“The mission is literally about saving people’s lives,” says Jason Eden, an Executive MBA graduate from Bath School of Management, a former Royal Air Force (RAF) pilot, and founder and CEO of wearable technology startup Safr.
In the UK alone, 25% of all fatal road accidents are caused by fatigue – that’s around 500 people killed and 46,000 injured each year due to drivers falling asleep at the wheel, losing concentration, or making rash decisions because they’re tired.
Launched in June 2016, Safr (Sleep and Fatigue Research) uses wearable tech to track sleep and fatigue, and help people in high-performance, high-consequence industries prevent mistakes and perform to their potential.
Jason formed the Safr team with two ex-RAF friends. The current focus is on preventing road traffic accidents – Safr received an early-stage innovation grant from UK Department of Transport. But the cross-industry potential is huge. Jason’s already in talks with the UK’s National Health Service (NHS) and Ministry of Defence (MOD).
Jason spent 15 years in the RAF as a pilot serving in both Afghanistan and Iraq prior to his Executive MBA. On one long-haul flight, he woke up with a start and walked through the aircraft to find that every member of its 13-man crew, including both pilots, was asleep.
It was a formative experience. From 2010, Jason worked as head of risk management and air safety at RAF Northolt, where he designed and implemented a fatigue risk management system for the airfield’s crews and engineers.
Ready for a career change, he chose Bath over a number of top UK-based business schools for his Executive MBA. For Jason, it was an integral step on the journey to starting his own business.
How did the idea to start Safr come about?
I’d been in fatigue management for a long time, and I realized that aviation was very much a leader in the space. I wanted to take that knowledge, expertise, and technology into different industries.
Initially, I did my MBA dissertation on the effect of fatigue on financial services. Unfortunately, with the culture of the industry, even though there’s a massive fatigue problem, people aren’t ready to do anything about it.
We started thinking about where there was a pressing need, and road transport became the obvious choice. It was an idea that I’d been incubating since the MBA, and everything just came together. We were awarded an innovation grant from the Department of Transport and, at the same time, found a corporate partner to do some trials.
What do you hope to achieve?
We’re UK-focused at the moment, but our scope is global. We’re not looking to build a 500-consultant business. We’re looking to keep a small team with large revenues.
We’re exploring many options – not just road transport. We’ve had a meeting with the CEO of NHS Improvement, looking to address fatigue amongst doctors and nurses. We’re talking with the MOD about a possible trial.

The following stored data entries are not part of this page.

PR #348, opened 2023-11-10
Support codespaces for explore

joe-p:
Adds support for GitHub codespaces with algokit explore, similar to how gitpod was supported.

Future work to be done on bootstrap so that it will setup the .env to the proper urls (opposed to localhost) for the frontend.

### DIFF
--- a/src/algokit/cli/explore.py
+++ b/src/algokit/cli/explore.py
@@ -28,7 +28,7 @@ class NetworkConfiguration(NetworkConfigurationRequired, total=False):
 
 
 GITPOD_URL = os.environ.get("GITPOD_WORKSPACE_URL")
-CODESPAE_NAME = os.environ.get("CODESPACE_NAME")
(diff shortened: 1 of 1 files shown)


src/algokit/cli/explore.py
```diff
@@ -28,17 +28,41 @@ class NetworkConfiguration(NetworkConfigurationRequired, total=False):
 
 
 GITPOD_URL = os.environ.get("GITPOD_WORKSPACE_URL")
+CODESPAE_NAME = os.environ.get("CODESPACE_NAME")
```
robdmoore, line 31: Misspelt

robdmoore (approved):

src/algokit/cli/explore.py
joe-p: Fixed in b5ce9a2539d5edba2c0fd1ea8188372ce807f3c1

Ultimately, we’d like to work ourselves into the insurance space. In the same way that you have a telematics device for your car, we want to provide telematics from a person, giving insurers an indication of how someone’s level of fatigue affects the likelihood of having an accident.
Why did you decide to pursue an MBA at Bath?
I wanted to leave the air force while I was still enjoying it. I didn’t want to become the grumpy old guy in the corner whining about how things were better in his day.
I wanted to prepare myself for a future career, and try to work out what it was I wanted to do. I thought an MBA would help me with both. I visited a number of schools, but the atmosphere at Bath really clicked with me. I immediately felt comfortable there.
Would you be where you are today without the Bath MBA?
No! I’ve always had an interest in starting my own business. Doing the MBA gave me the confidence to try.
The MBA gave me a broad foundation across all the knowledge sets and skillsets that are needed in running a business. Things like finance and raising funding; I was completely unfamiliar with – I had no idea! The MBA gave me that familiarity so I knew where to start.
What do you miss and what don’t you miss about your career in the RAF?
It’s an old cliché, but I absolutely miss the camaraderie and the people that you work with. You make friendships in the military unlike any other, because you share such intense experiences.
Of course, flying is a lot of fun and you get some amazing opportunities. From dog-sledding across Canada to canoeing down a Swedish river for a week; there are all sorts of things you’d never get the chance to do in another career.
What I don’t miss is being shot at! The only job I ever wanted was to be an air force pilot – I wouldn’t swap it for any other. But even when you’re doing something you love, after 15-to-20 years the novelty starts to wear off. You reach a point when it’s time to move on.
How does a career in the RAF prepare you for a career in business?
People who’ve never been in the military assume it’s all about running around with a gun and shouting! It’s not like that at all; anything that happens in any big organization happens in the military.
You get formal training in leading and managing people. You get continuing professional development – most organizations provide none of that for their staff. You get technical skills and you learn to be a generalist as well, because every two and a half years you get a new posting and do something completely different.